Regional cerebral glucose utilization transiently increases during mild hypoxia

Regional cerebral glucose utilization (rCMR(glu)) was studied during mild hypoxic hypoxia in awake free-ranging rats. Rats were prepared with chronic arterial and venous catheters and placed in individual chambers for 4 days to recover from surgery before the experiments. The catheters were accessible by passing them through the top of the chambers. Hypoxia was induced by filling the chambers with a gas mixture consisting of 11% O₂ in a balance of N₂. Regional CMR(glu) and physiological parameters were measured in normoxic controls and in rats that had been hypoxic for 2 and 17 min before beginning the measurements. Regional CMR(glu) was measured in 17 brain regions using [6-¹⁴C]glucose. P(a)O₂ decreased from 88 mm Hg in the controls to ~ 40 mm Hg during hypoxia.
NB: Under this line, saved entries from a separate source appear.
PR #7541, opened 2025-03-10
Add missing children to prop types

### LINKED ISSUE #7515: Implicitly type React children
React 18 types no longer automatically add the children type to functional component props, meaning we will need to either define children in props or use `PropsWithChildren`. This will align us with the types used in React 16 for functional components.
Codemod can be run using `npx types-react-codemod preset-18 ./lib`

zoran995:
### What this PR does

Fixes #7515

We already defined the children in most of the prop types, so making the changes using the codemod is not needed, I simply updated only components that missed those (with the codemod number of changed files was 100+). 

### Test me

Those are type only changes, so if the build and test pass in CI it works.

### Checklist


na9da (approved):
LGTM

Issue #7519, opened 2025-02-28
Upgrade mobx-react to v9


zoran995:
Mobx-react version 7 is not compatible with React 18 strict mode, so we need to upgrade to mobx-react v9. 
New version of mobx-react brings a few breaking changes for class components, so we will need to migrate some components to functional components or manually convert props to observables. See https://github.com/mobxjs/mobx/tree/main/packages/mobx-react#class-components for more details

Components discovered for migration

- [x] SearchBoxAndResults - PR #7477 
- [x] ViewingControls - PR #7574 
- [x] WorkbenchItem - PR #7564
- [x] DragWrapper - PR #7544 
- [x] DataCatalogTab - PR #7476
- [x] DragDropNotification - PR #7543
- [x] DragDropFile - PR #7563 
- [x] MenuButton - PR #7576 
- [x] Dropdown - PR #7577 
- [x] SettingPanel - PR #7589
- [x] DataCatalogGroup - PR #7575 
- [x] FeatureInfoPanelChart - https://github.com/TerriaJS/terriajs/pull/7598
- [x] BottomDockChart and related components - https://github.com/TerriaJS/terriajs/pull/7581
- [x] DateTimePicker - PR #7585
- [ ] FeatureInfoSection
- [ ] MapInteractionWindow

p.s. most of this is already completed and need to be cherry-picked into separate PRs for easier review

PR #7543, opened 2025-03-10
tsify drag drop notification

zoran995:
### What this PR does

Part of #7519 

Convert drag-drop notification to a functional component so it can work properly with modern MobX-React.

### Test me

Try adding the files to the map by drag-and-drop and check notification that data is added to `my data`

### Checklist


lib/ReactViews/DragDropNotification.tsx
```diff
@@ -0,0 +1,88 @@
+import classNames from "classnames";
+import { reaction } from "mobx";
+import { observer } from "mobx-react";
+import { FC, useEffect, useRef, useState } from "react";
+import { Trans } from "react-i18next";
+import Icon from "../Styled/Icon";
+import { useViewState } from "./Context";
+import Styles from "./drag-drop-notification.scss";
```
na9da: Suggestion: Would you consider converting to `styled-component` as part of this PR? It doesn't look overly complicated to me.

lib/ReactViews/DragDropNotification.tsx
```diff
@@ -0,0 +1,88 @@
...
+
+const DragDropNotification: FC = observer(() => {
+  const viewState = useViewState();
+  const [showNotification, setShowNotification] = useState(false);
+  const notificationTimeoutRef = useRef<ReturnType<typeof setTimeout> | null>(
+    null
+  );
+
+  useEffect(() => {
+    const disposer = reaction(
```
na9da, line 21: Doubt: I know this is coming from the original version but I don't entirely understand why we need the `reaction` - could we simply use `useEffect` and `setState` to achieve the same? 

Another thing I noticed is that if I drag-n-drop a file and not move my mouse, then in `main` the notification will automatically dismiss in 5 secs but in this branch it stays forever. Not sure if it is timing or browser dependent. Are you able to repro it?

na9da (changes requested):

lib/ReactViews/DragDropNotification.tsx
zoran995: The `lastUploadedFiles` is the observable array, and if it is updated without changing the reference `useEffect`, it won't detect that. If we don't have/see any other use case for `lastUploadedFiles`, we might be able to move it to an internal state  and have DragDropNofication nested in DragDropFile

zoran995: The `viewState.lastUploadedFiles` was actually triggering the useEffect cleanup, which cleared the timeout and made it always visible. It is fixed now

lib/ReactViews/DragDropNotification.tsx
zoran995: Done

lib/ReactViews/DragDropNotification.tsx
na9da: hmm.. I tested the following code removing the `reaction` and it still works. Because we have wrapped the component in `observer`, mobx should automatically re-run the component when any referenced observable changes - in this case `lastUploadedFiles`.

Or am I missing something else?

```js
useEffect(() => {
    if (notificationTimeoutRef.current) {
      clearTimeout(notificationTimeoutRef.current);
    }
    // show notification, restart timer
    setShowNotification(true);
    // initialise new time out
    notificationTimeoutRef.current = setTimeout(() => {
      setShowNotification(false);
    }, 5000);

    return () => {
      if (notificationTimeoutRef.current) {
        clearTimeout(notificationTimeoutRef.current);
      }
    };
    // eslint-disable-next-line react-hooks/exhaustive-deps
  }, [viewState.lastUploadedFiles]);
```

zoran995: Yeah, but the reference will always stay the same and react won't trigger `useEffect`, unless we always reassign the `lastUploadedFiles`. i.e. changing in `DragDropFile` to
```
runInAction(() =>
  props.viewState.lastUploadedFiles.push(
    ...addedCatalogItems.map((item) =>
      CatalogMemberMixin.isMixedInto(item) ? item.name : item.uniqueId
    )
  )
);
```

And since it is exposed through viewState to users I believe we need to be careful about it.

na9da: Yeah, I kind of agree. It might be good to simplify things were possible as we go. So I would suggest rewriting using the local state strategy that you hinted above. Let me know what you think.

zoran995: I will merge this into #7563 and reimplement the logic there

zoran995:
This was merged into #7563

In the early stages of hypoxia (2-12 min), rCMR(glu) increased ~ 10-25% above the control rates. In later stages of hypoxia (17-27 min), rCMR(glu) was not different from that in the normoxic controls. The increase in rCMR(glu) in the early hypoxia was not blocked by propranolol (1.4 mg/kg), indicating that beta-adrenergic receptors were not involved with the increase in rCMR(glu). It was concluded that mild hypoxia is associated with an increased rate of cerebral glucose utilization; however, the increase is transitory, with glucose utilization returning to control rates before 17 min.